なんだろ。ノジマ先生に残れと命じられた俺とカゲミは視線を合わせ、お互いの瞳の中にクエスチョンマークを発見してから教壇に向かった。クラスの連中は部活や家へと去っていく。

「こないだは取り乱してすまなかったな。時間無いからすぐ本題だ。お前ら化学部に入れ」「はぁ?」「いやあ、2人しかいなかった部員がフツーの女の子に戻りたいって言って辞めちゃうんだ。廃部の危機だ。助けてくれ」

「なんで俺たちが?」「縁だ」「はぁ?」「お前らが生きて帰って来たとき、俺は確信したよ。
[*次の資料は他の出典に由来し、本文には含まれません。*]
PR #360, opened 2018-01-13
Add python_requires to setup.py

astrofrog:
Just in case anyone tries to pip install astropy-helpers, we should declare what Python versions it works with using ``python_requires``

### DIFF
--- a/.travis.yml
+++ b/.travis.yml
@@ -18,6 +18,7 @@ env:
       EVENT_TYPE='push pull_request cron'
 
   global:
+    - SETUPTOOLS_VERSION=27
     - CONDA_DEPENDENCIES="setuptools sphinx cython numpy"
     - PIP_DEPENDENCIES="coveralls pytest-cov"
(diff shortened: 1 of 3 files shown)


.travis.yml
```diff
@@ -18,6 +18,7 @@ env:
       EVENT_TYPE='push pull_request cron'
 
   global:
+    - SETUPTOOLS_VERSION=27
```
bsipocz: strictly speaking we could use a maximum version number, but I'm fine with pinning it to be this precise.

astrofrog: Good point - if you are happy leaving it as is, let's do that, since it's (hopefully) only temporary.

bsipocz: sure, I suspect it's available for all supported python versions (for the backport), if not we can always change it there.

astrofrog:
The Travis failures are unrelated and are to do with the latest developer versions of setuptools and sphinx

Issue #359, opened 2018-01-11
Possible issue with ah_bootstrap and Python 2


saimn:
From https://github.com/astropy/astropy-helpers/pull/340#issuecomment-356805492 (and following comments), it is likely that the removal of Python 2 support is the root of the issue, because of the automatic download/installation of astropy_helpers by ah_bootstrap. I think ah_bootstrap needs to be updated to install a Python 2 compatible version of astropy_helpers in this case ?

astrofrog:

お前たちは化学に愛されている生徒なんだって」「はいぃ?」「ボーン・トゥ・スタディ・ケミストリーだ。そんなお前たちでも、文化祭でハデな発表やるためには夏休み前からスタートしなきゃ間に合わん。だからすぐ始めよう」

俺たちはあっさり断って教室を出た。センセも大変だな、授業以外にも仕事があって。廃部は気の毒だけど、俺とカゲミが白衣着てフラスコ振る絵はイメージできないって。いや、カゲミの白衣姿はアリだな。あ、これは多くの男子が萌えるかも。メス持たせたらさらにハマる。カゲミに刃物って似合いすぎる。でもそれじゃ生物部だな。

「リーダー、1時間ばかし、つきあってくれないかな」

教壇に突っ伏して悲嘆にくれるノジマ先生を残し、教室を二人で出るとカゲミがそう言った。クラスの連中はとっくにいなくなってる。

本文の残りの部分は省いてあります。